Model ignores auto-invoke skill instructions, requires redundant memory/feedback to comply
Description
When a skill is configured with auto-invoke behavior (e.g., \"Auto-invokes when a coding task is done\"), the model still ignores it and manually performs the steps itself instead of invoking the skill. The user then has to explicitly remind the model to use the skill.
Reproduction
- Create a skill with auto-invoke instructions (e.g., a
/shipskill that says "Auto-invokes when a coding task is done" and handles verify + commit + push) - Ask Claude to make a code change
- Observe that Claude manually runs the verification steps (svelte-check, vite build) itself instead of invoking the skill
- Claude also skips the commit and push steps entirely
- User has to manually tell Claude to use the skill
Expected behavior
The model should recognize that a skill matches the current context (coding task completed) and invoke it automatically, as the skill description instructs.
Actual behavior
The model ignores the auto-invoke instruction and performs a subset of the steps manually.

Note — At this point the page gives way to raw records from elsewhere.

PR #82, opened 2020-04-15
[python] Add generic plotting tool for jiminy logs.

matthieuvigne:
To make jiminy even nicer to use, this PR proposes a simple python tool, `jiminy_plot`, to plot the content of a logfile rapidly using matplotlib. Below is an example of rendering (actual data is meaningless):

```
jiminy_plot  /tmp/example_sagittal.data H*.c*Pos*Body:H*.c*Vel*Body H*.energy
```

example

### DIFF
--- a/python/jiminy_py/src/jiminy_py/__init__.py
+++ b/python/jiminy_py/src/jiminy_py/__init__.py
@@ -15,3 +15,5 @@ except ImportError:
 
 # Import core submodule
 from . import core
+
+from .utils import read_log
--- a/python/jiminy_py/src/jiminy_py/__init__.py
+++ b/python/jiminy_py/src/jiminy_py/__init__.py
@@ -15,5 +15,3 @@ except ImportError:
 
 # Import core submodule
 from . import core
-
-from .utils import read_log
--- a/python/jiminy_py/src/jiminy_py/log.py
+++ b/python/jiminy_py/src/jiminy_py/log.py
@@ -10,11 +10,10 @@ from .state import State
 from .core import Engine, Robot
 
 def extract_state_from_simulation_log(log_data:tp.Dict, robot:Robot):
-    """
-    @brief      Extract a trajectory object using from raw simulation data.
+    """ Extract a trajectory object using from raw simulation data.
 
     @details    Extract time, joint positions and velocities evolution from log.
-    .
+
     @remark     Note that the quaternion angular velocity vectors are expressed
                 it body frame rather than world frame.
 
@@ -44,8 +43,7 @@ def extract_state_from_simulation_log(log_data:tp.Dict, robot:Robot):
 
 
 def read_log(filename:str) -> tp.Tuple[tp.Dict, tp.Dict]:
-    """
-    Read a logfile from jiminy. This function supports both text (csv)
+    """ Read a logfile from jiminy. This function supports both text (csv)
     and binary log.
 
     Parameters:
@@ -82,8 +80,7 @@ def read_log(filename:str) -> tp.Tuple[tp.Dict, tp.Dict]:
     return data_dict, constants_dict
 
 def is_log_binary(filename):
-    """
-    From https://stackoverflow.com/a/11301631/4820605.
+    """ From https://stackoverflow.com/a/11301631/4820605.
     Return true if the given filename appears to be binary.
     File is considered to be binary if it contains a NULL byte.
     """
--- a/python/jiminy_py/src/jiminy_py/log.py
+++ b/python/jiminy_py/src/jiminy_py/log.py
@@ -3,7 +3,7 @@
 ## @file jiminy_py/log.py
 
 import numpy as np
-from pandas import read_csv
+from csv import DictReader
 import typing as tp
 
 from .state import State
@@ -54,7 +54,7 @@ def read_log(filename:str) -> tp.Tuple[tp.Dict, tp.Dict]:
         - A dictionnary containing the logged values, and a dictionnary
         containing the constants.
     """
-    if is_binary(filename):
+    if is_log_binary(filename):
         # Read binary file using C++ parser.
         data_dict, constants_dict = Engine.read_log_binary(filename)
     else:
@@ -66,19 +66,26 @@ def read_log(filename:str) -> tp.Tuple[tp.Dict, tp.Dict]:
                 c_split = c.split('=')
                 # Remove line end for last constant.
                 constants_dict[c_split[0]] = c_split[1].strip('\n')
-        # Read data from the log file, skipping the first line (the constants).
-        data = read_csv(filename, skiprows=1).to_dict(orient='list')
+            # Read data from the log file, skipping the first line (the constants).
+            data = {}
+            reader = DictReader(log)
+            for key, value in reader.__next__().items():
+                data[key] = [value]
+            for row in reader:
+                for key, value in row.items():
+                    data[key].append(value)
+            for key, value in data.items():
+                data[key] = np.array(value, dtype=np.float64)
         # Convert every element to array to provide same API as the C++ parser,
         # removing spaces present before the keys.
         data_dict = {k.strip() : np.array(v) for k,v in data.items()}
     return data_dict, constants_dict
 
-def is_binary(filename):
+def is_log_binary(filename):
     """
     From https://stackoverflow.com/a/11301631/4820605.
     Return true if the given filename appears to be binary.
     File is considered to be binary if it contains a NULL byte.
-    FIXME: This approach incorrectly reports UTF-16 as binary.
     """
     with open(filename, 'rb') as f:
         for block in f:
--- a/python/jiminy_py/src/jiminy_py/log.py
+++ b/python/jiminy_py/src/jiminy_py/log.py
@@ -10,10 +10,11 @@ from .state import State
 from .core import Engine, Robot
 
 def extract_state_from_simulation_log(log_data:tp.Dict, robot:Robot):
-    """ Extract a trajectory object using from raw simulation data.
+    """
+    @brief      Extract a trajectory object using from raw simulation data.
 
     @details    Extract time, joint positions and velocities evolution from log.
-
+    .
     @remark     Note that the quaternion angular velocity vectors are expressed
                 it body frame rather than world frame.
 
@@ -43,7 +44,8 @@ def extract_state_from_simulation_log(log_data:tp.Dict, robot:Robot):
 
 
 def read_log(filename:str) -> tp.Tuple[tp.Dict, tp.Dict]:
-    """ Read a logfile from jiminy. This function supports both text (csv)
+    """
+    Read a logfile from jiminy. This function supports both text (csv)
     and binary log.
 
     Parameters:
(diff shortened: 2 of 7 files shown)


duburcqa:
Amazing !

python/jiminy_py/src/jiminy_py/plotter.py
```diff
@@ -0,0 +1,74 @@
...
+                      "Simply specify a list of fields to plot, separated by a colon for plotting on the same subplot.\n" +\
+                      "Example: h1 h2:h3 generates two subplots, one with h1, one with h2 and h3.\n" + \
+                      "Regular expressions can be used. Enter no plot command (only the file name) to view the list of fields available inside the file."
+
+    parser = argparse.ArgumentParser(description = description_str, formatter_class = argparse.RawTextHelpFormatter)
+    parser.add_argument("input", help = "Input logfile.")
+    main_arguments, plotting_commands = parser.parse_known_args()
+
+    # Load log file.
+    log_data, _ = Engine.read_log(main_arguments.input)
```
duburcqa, line 21: either we should be able to deal with the csv file, or completely remove the support.

python/jiminy_py/src/jiminy_py/plotter.py
```diff
@@ -0,0 +1,74 @@
...
+    t = log_data['Global.Time']
+    # Plot each element.
+    for i in range(n_plot):
+        for name in plotted_elements[i]:
+            axs[i].plot(t, log_data[name], label = name)
+    # Add legend to upper left corner.
+    for ax in axs:
+        ax.legend(bbox_to_anchor=(1.0, 1.0), loc = 1)
+        ax.grid()
+    plt.subplots_adjust(bottom=0.05, top=0.98, left=0.06, right=0.98, wspace=0.1, hspace=0.05)
```
duburcqa, line 69: Do you know the automatic `tight_layout` ?
https://matplotlib.org/3.2.1/tutorials/intermediate/tight_layout_guide.html

duburcqa:
Perhaps it would be great to label x-axis, what do you think ?

duburcqa:
PS: Don't mind the CI failing

python/jiminy_py/src/jiminy_py/plotter.py
matthieuvigne: This is an issue that was present before this PR: only binary  log can be read.

I think  csv is a familiar format for many people so it's nice to have it there. But clearly we both use the binary log as the main format.

A solution if we don't want to fully support two formats at the same time (which I think is a good idea) is to propose CSV as an export option only - make it clear in the API that there is a 'writeLog/readLog' pair for Jiminy's binary format, and an 'exportToCSV' tool for people who need it - that would be for interfacing with other tools only, standard jiminy project would use the binary file. What do you think ?

duburcqa: I didn't mean to add support in C++, but at least in Python. We should ad an helper to read log in `log.py`. It would be only 2 lines or code using the native method `csv.DictReader` https://docs.python.org/3/library/csv.html#csv.DictReader.

Then, it would be great to have an optional parameter `is_binary` to your method (as for `write_log`) switching because the 2 reading methods.

duburcqa: I agree it was present before your PR, but I think it does not require a lot of work but may greatly improve the support the csv format.

matthieuvigne: Agreed, doing it in python is really fast so it makes sense. I was thinking about doing it in C++ at first because `Engine.read_log` is in C++.

How about I write a ```jiminy_py.read_log(logfile)``` function in python, that detects if the log is csv or binary (shouldn't be hard to do it automatically), and calls the right function accordingly ? I would rename the orginal, C++-binded method to ```Engine.read_log_binary``` to avoid confusion.

duburcqa: It would be amazing :)  (or perhaps `jiminy_py.log.read_log` but whatever)

duburcqa: Have a look at this https://stackoverflow.com/a/11301631/4820605

python/jiminy_py/src/jiminy_py/plotter.py
matthieuvigne: I'm often disapointed by what tight_layout does. I don't know if I'm using maplotlib badly, but here is the output I get:

example_sagittal data

I don't know what is causing this big space in the middle...
I'm not fond of hard-coding setting either ; however I've tested this software, with a few (say less than 12) cuves the spacing works well. Above that, well the plot will be ugly anyway...

matthieuvigne:
> Perhaps it would be great to label x-axis, what do you think ?

I don't know, since we have several plots side by side you have to repeat the legend and I don't like the look of that. 
This is for quick plotting anyway, I expect users to make their custom scripts if they want really nice looking plots.  As is, I would rather have something lighweight, leaving as much room as possible for the plots rather than the legends.

python/jiminy_py/src/jiminy_py/plotter.py
duburcqa: hum strange.. usually the result is pretty good for me but I don't remember if I combine it with something else. Anyway it was just for information. What you have done look nice as is 👍

duburcqa:
> I don't know, since we have several plots side by side you have to repeat the legend and I don't like the look of that.

I see your point and I'm ok with it.

python/jiminy_py/src/jiminy_py/plotter.py
matthieuvigne: I did things a bit differently based on other examples: I try to read the log as text and if a Unicode parsing exception is raised, I switch to binary. But I can implement your solution if you prefer.

python/jiminy_py/src/jiminy_py/__init__.py
```diff
@@ -15,3 +15,5 @@
 
 # Import core submodule
 from . import core
+
+from .utils import read_log
```
duburcqa, line 19: Why not implement `read_log` in `log.py` ?

python/jiminy_py/src/jiminy_py/plotter.py
```diff
@@ -0,0 +1,75 @@
+# Plot data from a jiminy log file. See inline help for more info.
+
+import argparse
+import numpy as np
+import matplotlib.pyplot as plt
+from fnmatch import filter
+
+import jiminy_py
```
duburcqa, line 8: strange to import itself

python/jiminy_py/src/jiminy_py/plotter.py
```diff
@@ -0,0 +1,75 @@
...
+                      "Simply specify a list of fields to plot, separated by a colon for plotting on the same subplot.\n" +\
+                      "Example: h1 h2:h3 generates two subplots, one with h1, one with h2 and h3.\n" + \
+                      "Regular expressions can be used. Enter no plot command (only the file name) to view the list of fields available inside the file."
+
+    parser = argparse.ArgumentParser(description = description_str, formatter_class = argparse.RawTextHelpFormatter)
+    parser.add_argument("input", help = "Input logfile.")
+    main_arguments, plotting_commands = parser.parse_known_args()
+
+    # Load log file.
+    log_data, _ = jiminy_py.read_log(main_arguments.input)
```
duburcqa, line 21: why not in `log` submodule ?

python/jiminy_py/src/jiminy_py/__init__.py
duburcqa: By the way, `utils.py` is missing.

python/jiminy_py/src/jiminy_py/plotter.py
duburcqa: I have to admit I'm not a huge fun of `try ... catch ...` mechanism when a more intelligible criterion can be used. Moreover here the criterion is robust and easy to implement.

duburcqa:
> PS: Don't mind the CI failing

Mind it now :p

python/jiminy_py/src/jiminy_py/__init__.py
matthieuvigne: I just didn't see log.py :)

python/jiminy_py/src/jiminy_py/plotter.py
matthieuvigne: From the comment in the code ('    FIXME: This approach incorrectly reports UTF-16 as binary.') it doesn't look super robust, but the try catch clearly wasn't either. I've changed to the proposed solution.

duburcqa: Yes it is not, in a sense that it cannot be used in the general case, but we now what we expect to be a binary log file in our case, and what this method is checking will never change in the future. That's why I said it would robust :)

python/jiminy_py/src/jiminy_py/log.py
```diff
@@ -39,3 +41,47 @@ def extract_state_from_simulation_log(log_data, robot):
...
+                # Remove line end for last constant.
+                constants_dict[c_split[0]] = c_split[1].strip('\n')
+        # Read data from the log file, skipping the first line (the constants).
+        data = read_csv(filename, skiprows=1).to_dict(orient='list')
+        # Convert every element to array to provide same API as the C++ parser,
+        # removing spaces present before the keys.
+        data_dict = {k.strip() : np.array(v) for k,v in data.items()}
+    return data_dict, constants_dict
+
+def is_binary(filename):
```
duburcqa, line 76: `is_binrary_log` would be better, since it is the only recommended use case of this method (which lack of robustness otherwise)

python/jiminy_py/src/jiminy_py/log.py
```diff
@@ -39,3 +41,47 @@ def extract_state_from_simulation_log(log_data, robot):
...
+    """
+    From https://stackoverflow.com/a/11301631/4820605.
+    Return true if the given filename appears to be binary.
+    File is considered to be binary if it contains a NULL byte.
+    FIXME: This approach incorrectly reports UTF-16 as binary.
```
duburcqa, line 81: Remove this comment since it is not relevant in our case.

python/jiminy_py/src/jiminy_py/log.py
```diff
@@ -3,11 +3,13 @@
 ## @file jiminy_py/log.py
 
 import numpy as np
+from pandas import read_csv
```
duburcqa, line 6: I don't like the idea to add pandas as a dependency for only this feature, which is able on the standard library `csv`.

python/jiminy_py/src/jiminy_py/log.py
```diff
@@ -39,3 +41,47 @@ def extract_state_from_simulation_log(log_data, robot):
...
+        # Read text csv file.
+        constants_dict = {}
+        with open(filename, 'r') as log:
+            consts = next(log).split(', ')
+            for c in consts:
+                c_split = c.split('=')
+                # Remove line end for last constant.
+                constants_dict[c_split[0]] = c_split[1].strip('\n')
+        # Read data from the log file, skipping the first line (the constants).
+        data = read_csv(filename, skiprows=1).to_dict(orient='list')
```
duburcqa, line 70: rather use `data = reader = csv.DictReader(log)` (to put inside the `with` statement)

matthieuvigne:
@duburcqa It's nice to have code quality review for python !
However I don't understant what codacy is asking right now. I though it wanted me to start the comment on the line the """ characters, but that also throws an error saying that comment should start on the second line only...

matthieuvigne:
Ok I think there is something misconfigured in Codacy CI: I ran into the error mentionned in  https://stackoverflow.com/questions/45990301/pep257-d212-and-d213-conflicts - I think we have both D212 and 213 activated, hence the constant conflict (now I have a D212 warning but I tried moving everything to the first line in the previous commit and got a D213 error).

duburcqa:
Codacy is not required for now and I agree some warnings are not very clear :/ I'm OK to merge as is if you want !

When called out, the model's instinct is to create a "feedback memory" file to remind itself to follow the original instruction — which defeats the purpose of the skill system entirely.
Why this matters
The skill system exists so users can define workflows once and have them run automatically. If the model needs a secondary persistence mechanism (memory files) to follow the primary one (skill instructions), the skill system isn't functioning as designed. Users shouldn't have to repeat themselves through multiple layers of configuration.